Interestingly, the first song that dealt with what to do with a vegetarian at the table was 1947’s “Save the Bones for Henry Jones (‘Cause Henry Don’t Eat No Meat),” which was written by Danny Barker and Michael Goldsen, and recorded by Johnny Mercer and the King Cole Trio.
Enjoy this clip from The Nat King Cole Show, recorded in October 1957. Mercer was Cole’s guest and they performed a lively duet.
We’re gonna have a supper
We’ll eat some food that’s rare
And at the head of the table
We’ll place brother Henry’s chair
Invite all the local big dogs
We’ll laugh and talk and eat
But we’ll save the bones for Henry Jones
‘Cause Henry don’t eat no meat
Today I’ll go to market
Buy up a lotta fish
Well, that will thrill brother Henry
‘Cause fish is his special dish
Get a large can of molasses
Have something really sweet
But we’ll save the bones for Henry Jones
‘Cause Henry don’t eat no meat
Henry is not a drinker
He rarely takes a nip
He don’t need a napkin
‘Cause the things he eats don’t drip ‘ blip!
One day we had a banquet
It really was a bake
They started off with short ribs
Then finished off with steak
But when the feast was over
Brother Henry just kept his seat
And we served the bones to Henry Jones
‘Cause Henry don’t eat no meat
Our banquet was most proper
Right down to demitasse
From soup to lox and bagels
And pheasant under glass ‘ class!
We thought the chops were mellow
He said his chops were beat ‘reet!
We served the bones to Henry Jones
‘Cause Henry don’t eat no meat
He’s an egg man
Henry don’t eat no meat
He loves a pullet
Henry don’t eat no meat
A vegetarian
Henry?
Coming mother!
Soup’s on
Nat King Cole and Johnny Mercer are an interesting pairing. Despite their disparate backgrounds, there is a visible ease in their duet. They were brought together by Mercer’s founding of Capitol Records, according to The Songwriter’s Hall of Fame—of which he was the founding president.

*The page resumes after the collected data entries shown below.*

PR #5062, opened 2021-03-22
[HTTP/1.1] Skip Content-Length header if its value is UNKNOWN_LENGTH

elacuesta:
I wasn't fast enough to comment this on #5057 before it got merged.

The following happens with the current `master` (ec5a7918ec2d8888ba356f9e3295dcd1ee935884):
```python
$ scrapy shell http://quotes.toscrape.com
(...)
2021-03-22 10:42:40 [scrapy.core.engine] INFO: Spider opened
resp2021-03-22 10:42:41 [scrapy.core.engine] DEBUG: Crawled (200) <GET http://quotes.toscrape.com> (referer: None)
onse.2021-03-22 10:42:41 [asyncio] DEBUG: Using selector: EpollSelector
[s] Available Scrapy objects:
[s]   crawler    <scrapy.crawler.Crawler object at 0x7f24d38fc790>
[s]   item       {}
[s]   request    <GET http://quotes.toscrape.com>
[s]   response   <200 http://quotes.toscrape.com>
[s]   settings   <scrapy.settings.Settings object at 0x7f24d38fcee0>
[s]   spider     <DefaultSpider 'default' at 0x7f24d2b792e0>
[s] Useful shortcuts:
2021-03-22 10:42:41 [asyncio] DEBUG: Using selector: EpollSelector
In [1]: response.headers["Content-Length"]
Out[1]: b'twisted.web.iweb.UNKNOWN_LENGTH'
```

### DIFF
--- a/scrapy/core/downloader/handlers/http11.py
+++ b/scrapy/core/downloader/handlers/http11.py
@@ -361,10 +361,9 @@ class ScrapyAgent:
     @staticmethod
     def _headers_from_twisted_response(response):
         headers = Headers()
-        if response.length is not None:
+        if response.length is not None and response.length != UNKNOWN_LENGTH:
             headers[b'Content-Length'] = str(response.length).encode()
-        for key, value in response.headers.getAllRawHeaders():
-            headers[key] = value
+        headers.update(response.headers.getAllRawHeaders())
         return headers
 
     def _cb_bodyready(self, txresponse, request):
--- a/scrapy/core/downloader/handlers/http11.py
+++ b/scrapy/core/downloader/handlers/http11.py
@@ -361,7 +361,7 @@ class ScrapyAgent:
     @staticmethod
     def _headers_from_twisted_response(response):
         headers = Headers()
-        if response.length is not None and response.length != UNKNOWN_LENGTH:
+        if response.length != UNKNOWN_LENGTH:
             headers[b'Content-Length'] = str(response.length).encode()
         headers.update(response.headers.getAllRawHeaders())
         return headers


Gallaecio:
What about adding a test for it? Also, do we even need to compare to `None`?

elacuesta:
I wouldn't risk not checking for `None`, the attribute is not documented and so there's no guarantee. Worst case, we could end up with stuff like
```python
>>> str(None).encode()
b'None'
```

Let me see what I can do regarding the tests.

elacuesta:
An alternative could be 
```python
with suppress(ValueError, TypeError):
    headers[b'Content-Length'] = str(int(response.length)).encode()
```

Gallaecio:
[It _is_ documented](https://twistedmatrix.com/documents/21.2.0/api/twisted.web.iweb.IResponse.html#length). Which makes the fact that my implementation is wrong that much worse :sweat:

elacuesta:
Oh, is that new? In that case, I upvote my suggestion from https://github.com/scrapy/scrapy/pull/5062#issuecomment-804183146 :sweat_smile:

Regarding the test, I'm having a hard time getting it done. I tried [this](https://stackoverflow.com/a/39766415) but it didn't work for `Content-Length`, seems like Twisted injects the correct integer value even if I set a different one. I also tried `mock.patch`, to no avail.

Gallaecio:
It does not surprise me that Twisted sets the Content-Length itself. No test then.

elacuesta:
True, no `TypeError` if the attribute could not be `None`. Let's scratch that, then.

Gallaecio (approved):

In 1942, together with fellow songwriter (and film producer) Buddy De Sylva and businessman Glen Wallichs, [Mercer] founded Capitol Records and became Capitol’s first President and chief talent scout. Soon, he had signed up such performers as Stan Kenton, Nat “King” Cole, Jo Stafford, and Margaret Whiting, and by 1946 Capitol was responsible for one sixth of all records sold in the U.S.
Unlike many white “Tin Pan Alley” songwriters of his time, Mercer grew up in the South, around Black people and their culture.
Johnny grew up listening to his parents sing. His mother loved to sing ballads while his father favored turn of the century standards.
When he was six years old, Johnny began singing in the choir at Christ Church.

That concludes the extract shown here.